Your instructions: Which lines of the listing hold the string "mode"? Copy those lines.

Records for this task:
* * * * * * * * *

PR #1551, opened 2021-04-22
Increase number of groups

pljones:
Feedback on choice of colours would be appreciated.  I needed to increase the contrast so that it was easier to see the different styles.

### DIFF
--- a/src/audiomixerboard.cpp
+++ b/src/audiomixerboard.cpp
@@ -63,13 +63,15 @@ CChannelFader::CChannelFader ( QWidget* pNW ) :
 
     // define the popup menu for the group checkbox
     pGroupPopupMenu = new QMenu ( "", pcbGroup );
-    pGroupPopupMenu->addAction ( tr ( "&No grouping" ), this, SLOT ( OnGroupMenuGrpNone() ) );
-    pGroupPopupMenu->addAction ( tr ( "Assign to group" ) + " &1", this, SLOT ( OnGroupMenuGrp1() ) );
-    pGroupPopupMenu->addAction ( tr ( "Assign to group" ) + " &2", this, SLOT ( OnGroupMenuGrp2() ) );
-    pGroupPopupMenu->addAction ( tr ( "Assign to group" ) + " &3", this, SLOT ( OnGroupMenuGrp3() ) );
-    pGroupPopupMenu->addAction ( tr ( "Assign to group" ) + " &4", this, SLOT ( OnGroupMenuGrp4() ) );
-#if ( MAX_NUM_FADER_GROUPS != 4 )
-# error "MAX_NUM_FADER_GROUPS must be set to 4, see implementation in CChannelFader()"
+    pGroupPopupMenu->addAction ( tr ( "&No grouping" ),
+        this, [=] { OnGroupMenuGrp ( INVALID_INDEX ); } );
+    for ( int iGrp = 0 ; iGrp < MAX_NUM_FADER_GROUPS ; iGrp++ )
+    {
+        pGroupPopupMenu->addAction ( tr ( "Assign to group" ) + ( QString ( " &%1" ) .arg( iGrp + 1 ) ),
+            this, [=] { OnGroupMenuGrp ( iGrp ); } );
+    }
+#if ( MAX_NUM_FADER_GROUPS != 8 )
+# error "MAX_NUM_FADER_GROUPS must be set to 8, see implementation in CChannelFader()"
 #endif
 
     // setup channel level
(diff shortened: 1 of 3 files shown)


src/audiomixerboard.cpp
```diff
@@ -63,13 +63,15 @@ CChannelFader::CChannelFader ( QWidget* pNW ) :
...
-    pGroupPopupMenu->addAction ( tr ( "Assign to group" ) + " &2", this, SLOT ( OnGroupMenuGrp2() ) );
-    pGroupPopupMenu->addAction ( tr ( "Assign to group" ) + " &3", this, SLOT ( OnGroupMenuGrp3() ) );
-    pGroupPopupMenu->addAction ( tr ( "Assign to group" ) + " &4", this, SLOT ( OnGroupMenuGrp4() ) );
-#if ( MAX_NUM_FADER_GROUPS != 4 )
-# error "MAX_NUM_FADER_GROUPS must be set to 4, see implementation in CChannelFader()"
+    pGroupPopupMenu->addAction ( tr ( "&No grouping" ),
+        this, [=] { OnGroupMenuGrp ( INVALID_INDEX ); } );
+    for ( int iGrp = 0 ; iGrp < MAX_NUM_FADER_GROUPS ; iGrp++ )
+    {
+        pGroupPopupMenu->addAction ( tr ( "Assign to group" ) + ( QString ( " &%1" ) .arg( iGrp + 1 ) ),
```
pljones, line 70: Just a note.  The new implementation is pretty flexible apart from here.  The `" &%`"` would need to become a bit more horrible and only have the `&` if the `iGrp` was 1-9, as above that it would duplicate itself, so eight felt like a better limit for now.

`QString ( ( iGrp < 8 ? " &"%1 : "%1"  ) .arg( iGrp + 1 )`

src/audiomixerboard.cpp
```diff
@@ -291,36 +293,67 @@ void CChannelFader::SetDisplayPans ( const bool eNDP )
...
+        {
+        case 0:
+            strBorderStyle = "solid";
+            break;
+
+        case 1:
+            strBorderStyle = "dashed";
+            break;
+
+        case 2:
```
pljones, line 340: 2 and 3 currently not used.  These allow for up to 16 groups.  Beyond that, good contrasting styling becomes more problematic.  And probably harder to cope with mentally.  "Five plus or minus two" applies to many things - so eight groups should be more than enough.

src/audiomixerboard.h
```diff
@@ -135,11 +135,7 @@ public slots:
     void OnMuteStateChanged ( int value );
     void OnGroupStateChanged ( int );
 
-    void OnGroupMenuGrpNone() { SetGroupID ( INVALID_INDEX ); }
-    void OnGroupMenuGrp1()    { SetGroupID ( 0 ); }
-    void OnGroupMenuGrp2()    { SetGroupID ( 1 ); }
-    void OnGroupMenuGrp3()    { SetGroupID ( 2 ); }
-    void OnGroupMenuGrp4()    { SetGroupID ( 3 ); }
+    void OnGroupMenuGrp ( int iGrp ) { SetGroupID ( iGrp ); }
```
pljones, line 138: I'm not sure this is needed.  All it's doing is handing off the caught signal to the method.  Nothing outside the class uses this slot, so the `addAction` on the menu could directly call `SetGroupID`.

src/audiomixerboard.cpp
```diff
@@ -63,13 +63,15 @@ CChannelFader::CChannelFader ( QWidget* pNW ) :
...
-# error "MAX_NUM_FADER_GROUPS must be set to 4, see implementation in CChannelFader()"
+    pGroupPopupMenu->addAction ( tr ( "&No grouping" ),
+        this, [=] { OnGroupMenuGrp ( INVALID_INDEX ); } );
+    for ( int iGrp = 0 ; iGrp < MAX_NUM_FADER_GROUPS ; iGrp++ )
+    {
+        pGroupPopupMenu->addAction ( tr ( "Assign to group" ) + ( QString ( " &%1" ) .arg( iGrp + 1 ) ),
+            this, [=] { OnGroupMenuGrp ( iGrp ); } );
+    }
+#if ( MAX_NUM_FADER_GROUPS != 8 )
+# error "MAX_NUM_FADER_GROUPS must be set to 8, see implementation in CChannelFader()"
```
softins, line 74: Is this necessary? The implementation looks like it works with any value of `MAX_NUM_FADER_GROUPS` up to 8. So suggest to only reject values > 8.

softins (approved):
Apart from my one minor comment, I've built and tried this, and it looks fine.

softins:
Oh, and the colours look fine to me, but I'm not colour-blind.

src/audiomixerboard.cpp
pljones: Well, it was `!=` before, I just changed the number :).  But yes, it could say `>`.

hoffie (approved):
Looks good to me, both code-wise and visually. Colors look good in normal mode, too.

Grouping colors are a bit hard to distinguish in fancy mode, but this is independent of this PR. Maybe a thicker border would help, but I'm not sure what other layout consequences this could have. Maybe something for future consideration.

pljones:
I went for something easy to read in compact mode, as I think that's most likely to be in use with large groups where the grouping feature comes into play.  I didn't actually check fancy mode.  It's possible, of course, to use different colours dependent upon mode.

* * * * * * * * *

Answer to the problem:
Looks good to me, both code-wise and visually. Colors look good in normal mode, too.
Grouping colors are a bit hard to distinguish in fancy mode, but this is independent of this PR. Maybe a thicker border would help, but I'm not sure what other layout consequences this could have. Maybe something for future consideration.
I went for something easy to read in compact mode, as I think that's most likely to be in use with large groups where the grouping feature comes into play.  I didn't actually check fancy mode.  It's possible, of course, to use different colours dependent upon mode.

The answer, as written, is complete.